The FDA’s approval of Pfizer-BioNTech’s vaccine is based on six months of follow-up data from approximately 20,000 people who received the two-dose vaccine and 20,000 people who received the placebo. The vaccine was found to be safe and 90% to 95% effective in preventing COVID-19, says John Segreti, MD, an infectious disease expert at Rush University Medical Center.
Until Monday, the vaccine was authorized only for emergency use, a status that the FDA can grant to speed access to vaccines and other products during public health emergencies like the coronavirus pandemic. The Pfizer-BioNTech vaccine continues to be available under emergency use authorization for people ages 12 through 15 and for a third dose in people with compromised immune systems.
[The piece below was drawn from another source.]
PR #280, opened 2024-01-20
Use geometric mean to calculate peptide score

bittremieux:


melihyilmaz:
I compared arithmetic vs. geometric mean based peptide scores at inference time for both n_beams=1 and n_beams=10 on the mouse dataset from 9-species (where we have the lowest AP for Casanovo). These results are inline with the earlier results: even when we use geometric beam at inference time to select the highest scoring peptide for n_beams=10 we predict the exact same peptide as arithmetic mean ~90% of the time. In the remaining 10% of all spectra where we predict a different peptide with geometric mean, we’re mostly switching from one precursor filter-fitting incorrect peptide to another filter-fitting incorrect peptide for the most part.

While millions of Americans have already received COVID-19 vaccines made by various manufacturers, millions remain unvaccinated. Segreti hopes that anyone who was hesitant to have the vaccine because it was under emergency authorization use will decide to get the vaccine now.
“We already knew it was a good vaccine,” Segreti says. “So if the FDA’s full approval convinces some people that the vaccine is not investigational and they now feel comfortable getting the vaccine that’s great, even if it’s a small number.”
Getting vaccinated is the best way to prevent hospitalizations and deaths from COVID-19, especially amid a surge of cases caused by the Delta variant, Segreti says.
He adds: “I think we all have an obligation to protect ourselves but also to protect our families, our friends and our co-workers, and if you get the vaccine, you’re doing that.”